## Recorded information:
PR #1306, opened 2019-09-06
Removing duplicates in fileimport.c in MP4Box

RodolpheFouquet:
- the duplicate doesn't exist on the filters branch, which served as a guideline for this fix
- some errors could be overwritten, they are now managed.

### DIFF
--- a/applications/mp4box/fileimport.c
+++ b/applications/mp4box/fileimport.c
@@ -858,9 +858,11 @@ GF_Err import_file(GF_ISOFile *dest, char *inName, u32 import_flags, Double forc
             if (((par_n>=-1) && (par_d>=-1)) || force_par) {
                 e = gf_media_change_par(import.dest, track, par_n, par_d, force_par);
             }
+			if (e) goto exit;
             if (has_clap) {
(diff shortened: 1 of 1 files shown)


jeanlf:
you need to patch the following functions as well:
```
gf_import_timed_text
gf_import_raw_unit
```
These functions currently don't set the number of tracks on import probing, your patch will break these importers

RodolpheFouquet:
Hey, thanks, I'll fix that then.

RodolpheFouquet:
Is it possible to have command line examples so I can try before & after the patch and verify I'm not breaking that specific nb_track == 0 case?

rbouqueau:
Jean tells me it is about chapters.

I can see the coverage in https://tests.gpac.io/testres/lcov/1644. It seems like it is more about languages (as szLan) is non-null but I couldn't extract the proper test. Idea anyone?

RodolpheFouquet:
Well, about the tests, the same number of tests are passing before and after my PR (when I run the tests).

rbouqueau:
Since this only affects master, I merge.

## What to work on:
Go through the entries above and report each line with the string "number" in it.

## Result:
These functions currently don't set the number of tracks on import probing, your patch will break these importers
Well, about the tests, the same number of tests are passing before and after my PR (when I run the tests).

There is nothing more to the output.